# What to produce:
Output every line from the beginning of the records through the line that contains "Fixed check size", exactly as it appears.

(Exercise data begins)

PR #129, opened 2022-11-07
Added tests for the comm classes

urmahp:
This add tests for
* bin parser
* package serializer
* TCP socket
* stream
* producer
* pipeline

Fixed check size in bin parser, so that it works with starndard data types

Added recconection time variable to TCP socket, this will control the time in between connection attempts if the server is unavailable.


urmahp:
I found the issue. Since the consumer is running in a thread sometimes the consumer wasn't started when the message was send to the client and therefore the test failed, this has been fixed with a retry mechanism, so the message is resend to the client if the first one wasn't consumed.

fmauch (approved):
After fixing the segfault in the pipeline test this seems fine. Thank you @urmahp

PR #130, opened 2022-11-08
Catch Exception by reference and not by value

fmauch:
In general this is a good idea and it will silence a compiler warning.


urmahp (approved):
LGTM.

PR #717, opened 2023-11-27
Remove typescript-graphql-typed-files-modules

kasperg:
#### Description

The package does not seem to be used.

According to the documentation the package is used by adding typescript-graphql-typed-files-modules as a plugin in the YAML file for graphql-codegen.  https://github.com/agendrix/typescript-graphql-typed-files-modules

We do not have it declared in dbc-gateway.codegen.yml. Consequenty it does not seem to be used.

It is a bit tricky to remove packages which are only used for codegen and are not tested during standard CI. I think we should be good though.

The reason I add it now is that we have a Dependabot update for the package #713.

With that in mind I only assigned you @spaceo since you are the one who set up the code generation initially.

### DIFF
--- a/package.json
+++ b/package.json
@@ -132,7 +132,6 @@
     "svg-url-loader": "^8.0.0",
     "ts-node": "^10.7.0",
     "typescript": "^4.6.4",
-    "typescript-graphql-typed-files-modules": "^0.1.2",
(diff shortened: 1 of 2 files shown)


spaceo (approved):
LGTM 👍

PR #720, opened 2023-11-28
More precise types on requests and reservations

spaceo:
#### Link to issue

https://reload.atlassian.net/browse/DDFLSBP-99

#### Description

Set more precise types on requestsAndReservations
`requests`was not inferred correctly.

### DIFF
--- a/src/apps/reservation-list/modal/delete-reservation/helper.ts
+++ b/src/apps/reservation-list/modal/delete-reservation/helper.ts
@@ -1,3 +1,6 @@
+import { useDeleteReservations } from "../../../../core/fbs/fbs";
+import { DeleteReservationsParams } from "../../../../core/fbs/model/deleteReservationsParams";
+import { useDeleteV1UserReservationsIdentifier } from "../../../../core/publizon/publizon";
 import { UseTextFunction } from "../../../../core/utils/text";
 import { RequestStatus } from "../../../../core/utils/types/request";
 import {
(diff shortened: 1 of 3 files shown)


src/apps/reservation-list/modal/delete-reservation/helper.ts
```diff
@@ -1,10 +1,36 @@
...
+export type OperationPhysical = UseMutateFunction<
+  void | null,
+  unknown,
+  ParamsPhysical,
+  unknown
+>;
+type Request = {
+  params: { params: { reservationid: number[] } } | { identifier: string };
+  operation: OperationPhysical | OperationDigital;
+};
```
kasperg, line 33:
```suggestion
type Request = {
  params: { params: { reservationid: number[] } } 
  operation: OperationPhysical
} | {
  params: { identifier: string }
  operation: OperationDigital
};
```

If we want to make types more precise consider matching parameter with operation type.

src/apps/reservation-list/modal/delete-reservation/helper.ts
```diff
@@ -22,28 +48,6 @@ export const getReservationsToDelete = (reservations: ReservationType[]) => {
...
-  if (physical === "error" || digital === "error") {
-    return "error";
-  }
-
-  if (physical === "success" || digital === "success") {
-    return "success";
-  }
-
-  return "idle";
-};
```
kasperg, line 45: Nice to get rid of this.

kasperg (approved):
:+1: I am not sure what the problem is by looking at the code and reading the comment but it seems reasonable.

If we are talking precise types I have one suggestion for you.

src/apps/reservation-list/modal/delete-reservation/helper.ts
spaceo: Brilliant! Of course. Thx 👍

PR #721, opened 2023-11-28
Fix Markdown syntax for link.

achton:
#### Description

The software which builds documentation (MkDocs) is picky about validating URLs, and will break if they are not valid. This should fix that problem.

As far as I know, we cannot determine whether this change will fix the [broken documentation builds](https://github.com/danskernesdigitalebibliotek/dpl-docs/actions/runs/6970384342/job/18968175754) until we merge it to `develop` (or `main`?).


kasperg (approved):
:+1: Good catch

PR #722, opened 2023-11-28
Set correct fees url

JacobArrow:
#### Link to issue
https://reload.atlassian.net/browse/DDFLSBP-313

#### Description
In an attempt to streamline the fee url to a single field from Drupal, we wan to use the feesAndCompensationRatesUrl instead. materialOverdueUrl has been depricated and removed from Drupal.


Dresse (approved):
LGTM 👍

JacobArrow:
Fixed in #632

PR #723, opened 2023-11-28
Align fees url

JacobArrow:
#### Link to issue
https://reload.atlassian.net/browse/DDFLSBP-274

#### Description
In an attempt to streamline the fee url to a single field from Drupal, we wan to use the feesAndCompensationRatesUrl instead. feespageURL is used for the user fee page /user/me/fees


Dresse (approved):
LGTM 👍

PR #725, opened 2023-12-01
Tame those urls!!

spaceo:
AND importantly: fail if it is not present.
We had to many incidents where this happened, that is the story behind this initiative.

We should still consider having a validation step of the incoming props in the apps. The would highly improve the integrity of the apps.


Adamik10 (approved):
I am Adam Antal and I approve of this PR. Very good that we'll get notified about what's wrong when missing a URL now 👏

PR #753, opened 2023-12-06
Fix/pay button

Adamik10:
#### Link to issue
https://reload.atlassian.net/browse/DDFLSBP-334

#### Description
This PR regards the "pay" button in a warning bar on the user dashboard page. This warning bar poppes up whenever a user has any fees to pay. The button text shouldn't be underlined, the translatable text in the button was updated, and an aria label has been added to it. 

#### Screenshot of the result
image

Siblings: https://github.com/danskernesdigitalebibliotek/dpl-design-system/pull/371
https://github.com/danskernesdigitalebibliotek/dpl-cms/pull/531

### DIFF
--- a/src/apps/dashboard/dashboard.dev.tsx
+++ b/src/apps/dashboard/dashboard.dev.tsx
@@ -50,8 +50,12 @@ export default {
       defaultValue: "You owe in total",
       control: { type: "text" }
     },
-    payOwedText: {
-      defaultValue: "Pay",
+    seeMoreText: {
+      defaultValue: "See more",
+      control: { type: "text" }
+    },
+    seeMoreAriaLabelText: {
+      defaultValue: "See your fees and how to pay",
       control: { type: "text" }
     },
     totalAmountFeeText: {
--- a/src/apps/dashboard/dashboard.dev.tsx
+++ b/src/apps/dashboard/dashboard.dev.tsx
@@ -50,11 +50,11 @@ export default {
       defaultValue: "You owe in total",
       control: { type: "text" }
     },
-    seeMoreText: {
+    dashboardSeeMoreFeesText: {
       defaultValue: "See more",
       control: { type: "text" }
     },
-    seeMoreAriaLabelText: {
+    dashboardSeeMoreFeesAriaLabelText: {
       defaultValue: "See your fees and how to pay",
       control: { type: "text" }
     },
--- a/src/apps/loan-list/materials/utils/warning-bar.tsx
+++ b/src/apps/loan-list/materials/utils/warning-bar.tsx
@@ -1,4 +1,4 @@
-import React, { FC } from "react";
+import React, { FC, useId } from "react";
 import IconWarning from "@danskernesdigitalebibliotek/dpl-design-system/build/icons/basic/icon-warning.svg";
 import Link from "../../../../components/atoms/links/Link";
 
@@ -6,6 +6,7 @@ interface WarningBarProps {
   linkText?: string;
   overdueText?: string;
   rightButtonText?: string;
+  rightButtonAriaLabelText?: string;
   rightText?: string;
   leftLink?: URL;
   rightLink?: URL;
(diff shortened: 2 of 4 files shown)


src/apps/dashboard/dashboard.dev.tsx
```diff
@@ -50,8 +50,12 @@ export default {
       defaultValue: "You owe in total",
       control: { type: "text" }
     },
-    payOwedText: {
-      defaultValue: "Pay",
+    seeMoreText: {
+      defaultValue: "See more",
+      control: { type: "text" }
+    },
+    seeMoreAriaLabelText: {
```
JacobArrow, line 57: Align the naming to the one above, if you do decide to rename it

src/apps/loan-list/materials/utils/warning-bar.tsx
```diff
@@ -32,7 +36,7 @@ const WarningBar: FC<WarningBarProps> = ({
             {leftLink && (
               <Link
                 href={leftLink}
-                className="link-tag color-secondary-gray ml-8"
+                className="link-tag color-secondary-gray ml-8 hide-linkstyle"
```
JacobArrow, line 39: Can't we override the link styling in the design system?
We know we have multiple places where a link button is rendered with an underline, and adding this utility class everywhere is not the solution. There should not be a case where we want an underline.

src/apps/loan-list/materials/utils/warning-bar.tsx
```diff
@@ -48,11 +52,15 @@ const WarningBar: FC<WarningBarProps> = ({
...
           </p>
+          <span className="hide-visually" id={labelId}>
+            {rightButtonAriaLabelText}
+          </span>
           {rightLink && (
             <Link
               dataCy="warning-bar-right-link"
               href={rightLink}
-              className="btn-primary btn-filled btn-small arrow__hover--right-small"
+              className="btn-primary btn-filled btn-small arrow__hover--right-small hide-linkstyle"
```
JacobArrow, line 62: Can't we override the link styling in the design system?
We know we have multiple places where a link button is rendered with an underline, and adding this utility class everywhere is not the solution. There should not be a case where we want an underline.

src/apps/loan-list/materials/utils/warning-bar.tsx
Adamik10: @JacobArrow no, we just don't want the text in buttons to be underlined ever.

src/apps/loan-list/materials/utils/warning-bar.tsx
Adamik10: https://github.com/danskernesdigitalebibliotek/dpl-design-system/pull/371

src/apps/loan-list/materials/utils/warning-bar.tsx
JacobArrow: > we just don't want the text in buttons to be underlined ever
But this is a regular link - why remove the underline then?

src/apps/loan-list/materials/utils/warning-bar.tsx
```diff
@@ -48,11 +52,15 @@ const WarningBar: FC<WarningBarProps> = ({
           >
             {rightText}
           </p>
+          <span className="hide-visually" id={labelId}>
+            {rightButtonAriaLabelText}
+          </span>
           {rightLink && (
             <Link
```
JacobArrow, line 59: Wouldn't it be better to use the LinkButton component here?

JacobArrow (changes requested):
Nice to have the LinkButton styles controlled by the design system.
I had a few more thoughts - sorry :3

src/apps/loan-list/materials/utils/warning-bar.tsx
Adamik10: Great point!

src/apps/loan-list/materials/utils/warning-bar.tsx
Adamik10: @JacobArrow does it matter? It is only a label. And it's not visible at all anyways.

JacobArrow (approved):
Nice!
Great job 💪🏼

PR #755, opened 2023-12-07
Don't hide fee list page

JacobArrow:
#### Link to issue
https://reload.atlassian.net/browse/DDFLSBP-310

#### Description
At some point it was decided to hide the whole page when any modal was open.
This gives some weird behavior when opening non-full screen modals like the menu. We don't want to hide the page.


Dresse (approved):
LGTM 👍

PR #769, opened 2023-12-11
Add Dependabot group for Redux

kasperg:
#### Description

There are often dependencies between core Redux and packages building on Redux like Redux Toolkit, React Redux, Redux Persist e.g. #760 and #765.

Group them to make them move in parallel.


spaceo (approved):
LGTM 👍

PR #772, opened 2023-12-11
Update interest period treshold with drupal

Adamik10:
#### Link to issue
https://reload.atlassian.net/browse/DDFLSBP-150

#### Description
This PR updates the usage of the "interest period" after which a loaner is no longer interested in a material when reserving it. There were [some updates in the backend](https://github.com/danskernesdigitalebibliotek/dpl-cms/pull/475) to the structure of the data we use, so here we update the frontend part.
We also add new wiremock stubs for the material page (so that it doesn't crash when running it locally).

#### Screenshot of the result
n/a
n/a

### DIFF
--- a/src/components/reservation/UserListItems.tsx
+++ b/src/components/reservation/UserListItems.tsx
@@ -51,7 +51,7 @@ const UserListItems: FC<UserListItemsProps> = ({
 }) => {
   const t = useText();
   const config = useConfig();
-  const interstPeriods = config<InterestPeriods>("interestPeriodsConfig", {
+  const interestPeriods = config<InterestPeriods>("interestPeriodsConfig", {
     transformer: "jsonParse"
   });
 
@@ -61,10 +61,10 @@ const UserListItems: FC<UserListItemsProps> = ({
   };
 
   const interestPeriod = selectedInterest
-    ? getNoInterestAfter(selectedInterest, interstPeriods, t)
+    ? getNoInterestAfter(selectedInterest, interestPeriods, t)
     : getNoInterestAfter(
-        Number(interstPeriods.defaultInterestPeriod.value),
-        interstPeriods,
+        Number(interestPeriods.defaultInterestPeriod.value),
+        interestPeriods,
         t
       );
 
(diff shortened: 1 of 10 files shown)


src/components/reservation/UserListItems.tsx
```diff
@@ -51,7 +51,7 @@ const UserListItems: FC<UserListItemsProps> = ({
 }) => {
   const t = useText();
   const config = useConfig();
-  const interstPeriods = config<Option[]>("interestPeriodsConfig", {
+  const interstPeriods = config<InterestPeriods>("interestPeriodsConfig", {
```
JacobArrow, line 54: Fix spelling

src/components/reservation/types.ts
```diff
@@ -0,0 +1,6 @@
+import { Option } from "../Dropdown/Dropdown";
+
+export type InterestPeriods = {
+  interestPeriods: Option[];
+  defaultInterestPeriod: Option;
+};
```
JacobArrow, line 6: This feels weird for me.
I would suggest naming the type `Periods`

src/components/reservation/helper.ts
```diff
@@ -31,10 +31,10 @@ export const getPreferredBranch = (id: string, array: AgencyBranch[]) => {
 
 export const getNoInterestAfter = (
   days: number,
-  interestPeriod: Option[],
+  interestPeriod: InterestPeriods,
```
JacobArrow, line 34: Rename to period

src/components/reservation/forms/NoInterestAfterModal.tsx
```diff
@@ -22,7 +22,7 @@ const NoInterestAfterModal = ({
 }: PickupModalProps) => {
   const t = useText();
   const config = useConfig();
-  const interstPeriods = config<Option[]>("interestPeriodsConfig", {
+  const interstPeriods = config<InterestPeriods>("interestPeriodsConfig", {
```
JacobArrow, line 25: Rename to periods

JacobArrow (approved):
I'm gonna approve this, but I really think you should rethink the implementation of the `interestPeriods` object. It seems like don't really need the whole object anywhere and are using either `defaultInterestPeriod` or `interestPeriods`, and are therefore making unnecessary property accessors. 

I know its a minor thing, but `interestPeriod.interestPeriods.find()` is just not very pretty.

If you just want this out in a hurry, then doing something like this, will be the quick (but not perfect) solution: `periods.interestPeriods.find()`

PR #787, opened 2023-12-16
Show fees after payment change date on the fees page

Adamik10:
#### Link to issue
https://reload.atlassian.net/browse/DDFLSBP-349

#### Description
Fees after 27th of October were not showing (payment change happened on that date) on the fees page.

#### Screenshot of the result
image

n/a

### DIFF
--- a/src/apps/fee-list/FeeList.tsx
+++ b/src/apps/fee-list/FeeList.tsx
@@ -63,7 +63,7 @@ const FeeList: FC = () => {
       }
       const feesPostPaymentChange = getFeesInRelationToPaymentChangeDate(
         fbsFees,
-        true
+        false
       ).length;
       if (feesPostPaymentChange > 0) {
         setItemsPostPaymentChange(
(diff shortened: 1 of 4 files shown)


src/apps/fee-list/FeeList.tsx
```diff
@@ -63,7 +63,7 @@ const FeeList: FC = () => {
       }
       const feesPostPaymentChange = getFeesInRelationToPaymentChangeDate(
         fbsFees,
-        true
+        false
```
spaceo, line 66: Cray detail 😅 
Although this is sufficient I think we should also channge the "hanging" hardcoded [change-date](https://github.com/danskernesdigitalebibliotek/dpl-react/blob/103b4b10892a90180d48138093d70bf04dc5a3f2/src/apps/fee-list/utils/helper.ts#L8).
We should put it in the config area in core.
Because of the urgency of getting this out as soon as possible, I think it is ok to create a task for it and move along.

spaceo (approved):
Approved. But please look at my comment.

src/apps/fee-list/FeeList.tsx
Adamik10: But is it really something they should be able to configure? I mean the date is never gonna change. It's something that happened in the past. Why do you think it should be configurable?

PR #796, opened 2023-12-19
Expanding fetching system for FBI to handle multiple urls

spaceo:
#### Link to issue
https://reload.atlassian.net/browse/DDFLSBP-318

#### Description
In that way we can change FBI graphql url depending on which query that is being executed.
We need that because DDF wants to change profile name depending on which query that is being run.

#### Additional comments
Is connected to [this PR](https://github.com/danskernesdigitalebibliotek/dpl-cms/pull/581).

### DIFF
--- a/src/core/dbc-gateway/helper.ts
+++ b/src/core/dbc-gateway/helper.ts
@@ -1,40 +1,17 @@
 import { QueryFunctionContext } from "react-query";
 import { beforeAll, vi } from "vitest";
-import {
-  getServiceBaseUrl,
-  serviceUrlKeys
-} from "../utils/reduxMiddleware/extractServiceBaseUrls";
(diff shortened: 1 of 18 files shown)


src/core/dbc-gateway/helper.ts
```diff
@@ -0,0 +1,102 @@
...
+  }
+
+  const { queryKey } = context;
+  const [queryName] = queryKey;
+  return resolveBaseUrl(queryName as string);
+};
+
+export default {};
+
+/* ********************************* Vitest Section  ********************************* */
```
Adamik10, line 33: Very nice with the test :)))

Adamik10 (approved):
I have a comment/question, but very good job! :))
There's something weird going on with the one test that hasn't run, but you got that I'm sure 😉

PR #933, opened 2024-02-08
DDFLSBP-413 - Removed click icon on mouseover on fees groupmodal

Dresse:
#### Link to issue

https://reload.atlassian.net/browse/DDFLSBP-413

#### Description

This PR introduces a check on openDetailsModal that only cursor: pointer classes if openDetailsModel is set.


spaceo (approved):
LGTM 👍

(Exercise data ends)

# Response to this task:
PR #129, opened 2022-11-07
Added tests for the comm classes

urmahp:
This add tests for
* bin parser
* package serializer
* TCP socket
* stream
* producer
* pipeline

Fixed check size in bin parser, so that it works with starndard data types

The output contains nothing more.